The Spitzer campaign would not comment on any personnel decisions.
But one board member widely expected by insiders to draw his attention is David S. Mack, a member of the powerful family that runs Mack-Cali Realty Corporation and Apollo Real Estate Advisors. Nassau County Executive Tom Suozzi (Mr. Spitzer’s former rival for Governor) recommended three years ago that Mr. Mack’s appointment to the M.T.A. board be renewed. Governor Pataki recently reappointed Mr. Mack to the Port Authority board as well.
Mr. Mack didn’t return messages for comment, but an assistant said: “He has three years left on both boards, and he intends on staying.”

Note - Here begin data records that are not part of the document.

PR #1627, opened 2019-07-19
Improve splitting of SQL scripts into statements

### LINKED ISSUE #1547: ScriptUtils parsing failed when using field name with 'end' keyword
I'm using `runInitScript` and it seems to falsely parse the sql:

```sql
create database if not exists ttt;

use ttt;

create table aaa
(
    id                  bigint auto_increment   primary key,
    end_time            datetime     null       COMMENT 'end_time',
    data_status         varchar(16)  not null
) comment 'aaa';

create table bbb
(
    id                  bigint auto_increment   primary key
) comment 'bbb';
```

I've stepped into the code and found that `splitSqlScript` in `ScriptUtils` thinks there are 3 statements: `create database`, `use` and combined 2 `create table`. The last statement, of course, throws sql syntax error.

rnorth:
Based on #1563 by @duanyuepeng, with some minor changes by myself:

> Issue 1
>for below sql statement, the split function will fail because the table name contains "END".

And then there is the husband-and-wife team of Nancy Shevell Blakeman, an M.T.A. board member, and Bruce Blakeman, a Port Authority commissioner. Mr. Spitzer appears to smile upon Ms. Blakeman, the director of administration at her family’s trucking company, and recommended that she assist Mr. Kalikow in negotiating the sale of the M.T.A.’s West Side rail yards to the city. But her husband, Mr. Blakeman, a lawyer and transportation consultant, is considered dangerously close to the Governor: He ran as the Republican candidate for State Comptroller in 1998, losing to Carl McCall. Together, the two Blakemans contributed $43,720 to Mr. Pataki’s last election campaign.
Ms. Blakeman would not return phone messages, while Mr. Blakeman wouldn’t say whether he planned to remain as a commissioner.
“I do know the attorney general,” Mr. Blakeman told The Observer. “He lives in our neighborhood and works out in the same gym—except he gets there much earlier in the morning than I do. We campaigned together in 1998, though on opposite sides. I think there is mutual respect between us.”